Concept

What is a paged Mixture-of-Experts model?

Last updated 2026-06-18 · Outlier v1.11.469

Quick answer

A 397B-parameter MoE that does not fit in unified memory has to be paged from disk. The router picks a subset of experts per token; the engine keeps the top-K resident in RAM and reads the rest on demand.

Why does what is a paged mixture-of-experts model matter for local AI on Apple Silicon?

The decision to run a model locally on a Mac comes down to three numbers: weight size on disk, peak generation memory, and the memory bandwidth feeding the decode loop. The concept above bears directly on each of those.

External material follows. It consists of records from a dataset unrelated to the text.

Issue #3112, opened 2019-11-04
Type specific methods, where do we go ?


bsdphk:
This is a discussion ticket for todays bugwash.

Now that we have type specific methods, where do we take them ?

    some.expression.yielding.backend.resolve() ?

    something.http.cache-control.collect() ?

Do we think that would be an improvement on VCL syntax ?

Please note: This discussion is 100% and only about VCL syntax, not the precise implementation or semantics of the examples proffered.

Dridi:
Related to #3103.

Dridi:
A bit of context, true as of today:

- some types now have `.properties` or `.methods()`
- expressions can be simple like `beresp.storage.free_space`
- they can be complex like `(req.http.host + req.url).lower()`
- there's no technical limit to dot-chaining method calls
  - example: (STRING expr).lower().upper().lower().upper()...

Bugwash summary:

I'm only reporting what I believe was the final consensus on various topics, I took the liberty of adding a couple more suggestions that didn't come up during the bugwash.

- nobody against adding more methods to types
  - general consensus is yes, that would be an improvement
- methods with arguments would definitely be more useful
- we didn't discuss type methods returning VOID
  - in other words, statements: `(expr).method(...);`
  - example: `something.http.cache-control.collect();`
- no clear consensus on vmods having the ability to add type methods
  - @bsdphk suggested a syntax: `(DURATION expr).std.format("%.3f")`
  - I suggested that any function taking a TYPE as its first parameter could translate into a type method
  - for phk's example in vmod_std `$Function STRING format(DURATION, STRING)` would be enough to recycle a plain function into a type method
  - otherwise we might prefer a new dedicated stanza (for example `$TypeMethod`)
  - this syntax opens a can of namespace worms regardless of the VCC implementation
    - post-bugwash alternative proposal: `(DURATION expr).std::format("%.3f")`

To be revisited next week.

nigoroll:
+1 for @Dridi s suggestion _that any function taking a TYPE as its first parameter could translate into a type method_
I am not quite up to speed with the type methods yet, but I still wonder if the dot is the best choice to make the syntax readable and unambiguous.
Why exactly did we decide for it and against, for example, the arrow `->`?
I would find
```resp.http.cache-control->std.collect()->myvmod.fixup_ttl()```
more readable than
```resp.http.cache-control.std.collect().myvmod.fixup_ttl()```

nigoroll:
[...]

PR #3123, opened 2019-11-12
Turn *.body variables into BLOBs

### LINKED ISSUE #3114: Inserting binary objects in vcl_backend_error

Dridi:
For this we need the BLOB type to be able to implicitly cast from a
STRING before so that any type capable of tosring may implicitly be
turned into a BLOB.

A blob generated on the fly is declared on the stack similar to a
STRANDS and only generated C code may turn a struct vrt_blob * into
a (const) VCL_BLOB usable by VRT and VMODs.

Unlike a STRANDS, the BLOB contents need to be collected so this time
it's libvcc's job to ensure that instead of VPI_Blob gets a complete
string altogether.

Some test cases needed to be updated to deal with this new capability
but now that ${TYPE} conversions to BLOB are implicit, we also use less
workspace than previously. So some vmod_blob tests also needed to be
further adjusted and some cases were marked with XXX comments for
further inspection. In particular, some test cases predating the type
change from struct vmod_priv to struct vrt_blob were still referring
to the old type.

The BODY type is still present, so *.body variables still have a type
more specific than BLOB. This was needed to keep supporting the +=
operator for the set action and doesn't have any practical effect on
bereq.body that can only be unset.

This also introduces an `std.blobread()` function instead of a function
in vmod_blob to allow sharing the logic and file cache.

Some of the patches of this pull request come from #3116.

Fixes #3114


Dridi:
I think this deserves a break down of the commit log.

Part of #3100, approved by @nigoroll and pending @bsdphk's review:

* a243fc40b Delay the code generation of the set action
* 0bedd1e67 Teach expressions to the set action's arithmetic table
* d5bea9418 Teach libvcc how to set STRING += STRING;
* c829bee71 Generalize more special cases in the set action
* 3b9e32cf7 Repurpose the arithmetic table to an assignment table
* 3b183bfc2 Teach libvcc how to set HEADER += STRING_LIST;
* 380f6793b Polish the generated C code for the set action
* c0dbe02a1 Fix the behavior of `set BODY = STRING;`

libvcc polish that I deem useful, not changing behavior:

* d39920e08 Avoid direct access to (struct vcc).sb
* 38e4732cb GC unused argument
* 91526098a That was just a warning

The bugwash consensus (from https://github.com/varnishcache/varnish-cache/issues/3114#issuecomment-552462385), the important part:

* 509b0ad15 Turn *.body variables into BLOBs
* 28c59e8ec Kill BLOB-specific error message in libvcc

My take on solving #3114, also important but trivial:

* 7413f3e70 Keep track of the file size in std.fileread()
* c5a11d540 Move the std.fileread() logic to its own function
* 6ecfc8259 New std.blobread() function

Problems caught by Travis CI:

* 953a491c2 SQUASHME: Fix portability issue
* 687408740 SQUASHME: #include <stdarg.h>

Dridi:
@slimhazard do you think you could have a closer look at the XXX comments from 509b0ad15e008c66b11c26817b8a92143aeff792?

slimhazard:
@Dridi done, let me know if you have any questions.

Dridi:
> (Although with some imagination, we could come up with implicit conversions from INT to BLOB, or just about any data type to BLOB. But if at all, that would be a subject for another day.)

This is already the case. Any type that may implicitly turn into a STRING can implicitly turn into a BLOB. I will use the HTTP type for that.

> ("BLOBs can only be used as arguments to VMOD functions") may no longer be accurate

This error message should be gone in 28c59e8ec725264eabb70a150d0a7eb5b4a04593 and I should probably move it one commit earlier.

For the GCOV part I suppose I will add a comment and check it locally. Thanks for your input!

slimhazard:
> > (Although with some imagination, we could come up with implicit conversions from INT to BLOB, or just about any data type to BLOB. But if at all, that would be a subject for another day.)
> 
> This is already the case. Any type that may implicitly turn into a STRING can implicitly turn into a BLOB. I will use the HTTP type for that.

Getting a bit off-topic here ... if it's already decided that an INT becomes a BLOB consisting of a row of ASCII digits, well then that's the solution. I was thinking of the value of the INT converted to binary, with some standardized endianness. Or say an IPv4 address as 4 bytes in network byte order, an IPv6 address as 16 bytes in network order, that sort of thing. Even an HTTP could have a binary format, if the format is specified.

Dridi:
> I was thinking of the value of the INT converted to binary, with some standardized endianness.

I'm personally not convinced by this case. But I also wasn't part of the bugwash when the consensus was reached that STRING could turn into a BLOB transitively.

> Or say an IPv4 address as 4 bytes in network byte order, an IPv6 address as 16 bytes in network order

Indeed, there could be a bridge between IP and BLOB. I think we'd need an explicit vmod_blob function to deal with it because IP falls through the STRING cast.

> Even an HTTP could have a binary format, if the format is specified.

This is basically how `obj.*` works today. Except that the HTTP type is limited to predefined variables (`req` and friends) even though it wouldn't be too hard to allow VMODs to manipulate HTTP expressions.

lib/libvcc/vcc_expr.c
```diff
@@ -189,7 +190,17 @@ vcc_expr_edit(struct vcc *tl, vcc_type_t fmt, const char *p, struct expr *e1,
...
 			    e3->nstr, tl->unique, tl->unique,
-			VSB_data(e3->vsb));
+			    VSB_data(e3->vsb));
+			tl->unique++;
+			break;
+		case 'B':
+			AZ(e2);
+			assert(e1->fmt == STRING);
+			VSB_printf(tl->curproc->prologue,
+			    "  struct vrt_blob blobs_%u;\n", tl->unique);
```
nigoroll: we cannot put blobs on the stack, this would break out contract:
https://github.com/varnishcache/varnish-cache/blob/fe687fbe9b9514e7c3a7d0d332404e8538d5a804/include/vrt.h#L191

lib/libvmod_std/vmod.vcc
```diff
@@ -202,6 +203,15 @@ case, you may need to modify the string, for example with
 
   set beresp.http.served-by = regsub(std.fileread("/etc/hostname"), "\R$", "");
 
+$Function BLOB blobread(PRIV_CALL, STRING)
```
nigoroll: I am not so happy with adding another variant of `std.fileread()` which has some relevant drawbacks, see motivation in https://code.uplex.de/uplex-varnish/libvmod-file/blob/master/README.rst
I would rather consider adding something like the above to varnish-cache

nigoroll:
> Indeed, there could be a bridge between IP and BLOB. I think we'd need an explicit vmod_blob function to deal with it because IP falls through the STRING cast.

Yes. We should have blob.serialize() the std.type functions also take blobs.

lib/libvcc/vcc_expr.c
Dridi: Good catch, that should be easy to fix: pass a `VRT_CTX` to `VPI_BLOB` instead of the on-stack blob placeholder. Will do.

lib/libvmod_std/vmod.vcc
Dridi: I agree, but this is something we can get built-in for free by leveraging the `std.fileread()` implementation. This is why I went for this approach, and anything more "serious" can rely on third-party VMODs.

Dridi:
> Besides my specific comment, I think this PR should really be broken up into smaller chunks.
Let us please get some of the prerequisite patches merged first.

Well, half of this PR is #3116, so once/if we have/had this in tree the commit list will/would shrink dramatically. I'm half confident with my last statement because I have half the approvals required to merge ;)

lib/libvcc/vcc_expr.c
nigoroll: why not just use `VRT_blob()` ?

Dridi: Because `VPI_Blob` handles the null case, and of course it can then call `VRT_blob`. I can't simply call it with `strlen()` for the length argument.

Dridi: 764207b325094a89d53af135d887ebfda41a17d8

bin/varnishd/cache/cache_vrt.c
```diff
@@ -966,17 +966,20 @@ VRT_blob(VRT_CTX, const char *err, const void *src, size_t len, unsigned type)
...
+};
+
 VCL_BLOB
-VPI_Blob(struct vrt_blob *b, const char *s)
+VPI_blob(VRT_CTX, VCL_STRING s)
 {
 
 	if (s == NULL)
-		s = "(null)";
+		return (&null_string_blob);
```
nigoroll: we should move this to VRT_blob()

Dridi: VRT_blob() doesn't take a STRING argument.

nigoroll: oh sorry, yes. /me bad

Dridi:
I reviewed the m49 VTC and initially fixed it in this branch. Then I realized it was also portable to the master branch, so I pushed my changes to `vtc.typesize()` and m49 directly:

https://github.com/varnishcache/varnish-cache/compare/4495a0e0b...175af0b91

This pull request was rebased against master, and below is the new distribution of patches.

Part of #3116, approved by @nigoroll and pending @bsdphk's review:

* a8acd8c47 Delay the code generation of the set action
* 2ec0817c3 Teach expressions to the set action's arithmetic table
* f72f21970 Teach libvcc how to set STRING += STRING;
* cdd9c4438 Generalize more special cases in the set action
* b636e56d7 Repurpose the arithmetic table to an assignment table
* cd4c42906 Teach libvcc how to set HEADER += STRING_LIST;
* 71ef1f88d Polish the generated C code for the set action
* ef5ac72ae Fix the behavior of `set BODY = STRING;`

The bugwash consensus (from #3114 (comment)), the important part:

* be57429c5 Back the BODY type with a BLOB
* 9accc5668 Kill BLOB-specific error message in libvcc

My take on solving #3114, also important but trivial:

* 5163548a0 Keep track of the file size in std.fileread()
* cb3db6ec2 Move the std.fileread() logic to its own function
* d5965dbfe New std.blobread() function

I left the libvcc polish patches aside as suggested by @nigoroll.

bin/varnishd/cache/cache_vrt_var.c
```diff
@@ -880,22 +880,17 @@ VRT_r_resp_do_esi(VRT_CTX)
...
-		if (p == NULL)					\
-			p = "(null)";				\
-		VSB_cat(vsb, p);				\
-		p = va_arg(ap, const char *);			\
-	}							\
-	va_end(ap);						\
+	if (type == LBODY_SET)					\
+		VSB_clear(vsb);					\
+	assert(type == LBODY_SET || type == LBODY_ADD);		\
+	VSB_bcat(vsb, blob->blob, blob->len);			\
```
nigoroll: **later!** not to hold up the PR!

pick up the "array of blobs" (I remember @bsdphk had a good name, but cannot remember which) idea and avoid the copying.

nigoroll:
rebased

Dridi:
#3116 was approved, so I will rebase this pull request once it's merged, but this one should wait.

For now we have a situation where we might not be able to fail properly when we run out of workspace. This was not a problem with `(be)?resp\.body` as a strands because everything would live in the stack and the VSB. So for this special case we might prefer that the `synthetic()` function still operates on a strands, possibly via a new VPI function.

I will keep you updated.

Dridi:
It turned out to be trivial to fix and even beneficial: the `synthetic(STRANDS)` action can stay as-is, it doesn't have to break since it doesn't \_directly\_ involve the BODY type.

So only actual variables with the BODY type now turn into BLOBs under the hood. The BODY type is still needed to account for the changes from #3116. Please see the details in the commit log.

One word on VIP28: this adds an explicit cast from STRINGS to BLOB in libvcc which goes against the idea of removing special cases and relying on self-contained types to know what operation to pick on a given expression.

This is particularly bad for the generalization goal because type X may convert to BLOB via STRING of X can turn into a STRING, so the transitive cast goes against what we wish to achieve in the long term. And to quote @bsdphk we don't want to turn libvcc into a SAT solver.

I don't know how we want to handle this, but the patch series is now functional and ready to be discussed.

nigoroll:
@Dridi testing your changes I noticed that std.fileread panics with https://github.com/varnishcache/varnish-cache/commit/7ae1bf244187520bc1514dd82d0bd7b1bbb9a5c1

nigoroll:
I would like to add that, in general, auto-casting strings to blobs will simplify VCL substantially when working with the `blob` and [blobdigest](https://code.uplex.de/uplex-varnish/libvmod-blobdigest) vmods where the string-to-blob conversion with `blob.decode(encoded=<string>)` will become redundant.

typical example:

A Mixture-of-Experts model splits its feed-forward block into many small experts; the router picks a small subset per token. Qwen3.5-397B-A17B has 60 layers, 512 experts per layer, and a configured top-k of 10. That means the active path through a single decode step touches 10 experts out of 512 at each of the 60 layers, even though all 512 are weights on disk.

Paging is the trick that makes this fit on a 64 GB Mac. The engine keeps the K most recently used experts resident, reads the rest from the safetensors shards on demand, and serves the routed selection out of that mix.

What is the concrete number?

On Outlier’s Plus tier, K is locked at 20 because a 5-prompt sweep showed K=4 fails coherence (3/5), K=32 regresses speed by 2.5%, and K=48 only adds 1.3% which is within noise.

How does this play out in the Outlier shipping lineup?

Outlier’s Plus tier sets K_override=20, cache_gb=8.0, OUTLIER_MMAP_EXPERTS=0, and lazy-loads the full state dict.

What is the v1.9 implication?

Page-aligned pread() fanout with libdispatch groups is the Flash-MoE technique that closes the gap from 1.59 tok/s (Outlier today) to 4.36 tok/s (Flash-MoE on M3 Max). It is on the v1.9 backlog.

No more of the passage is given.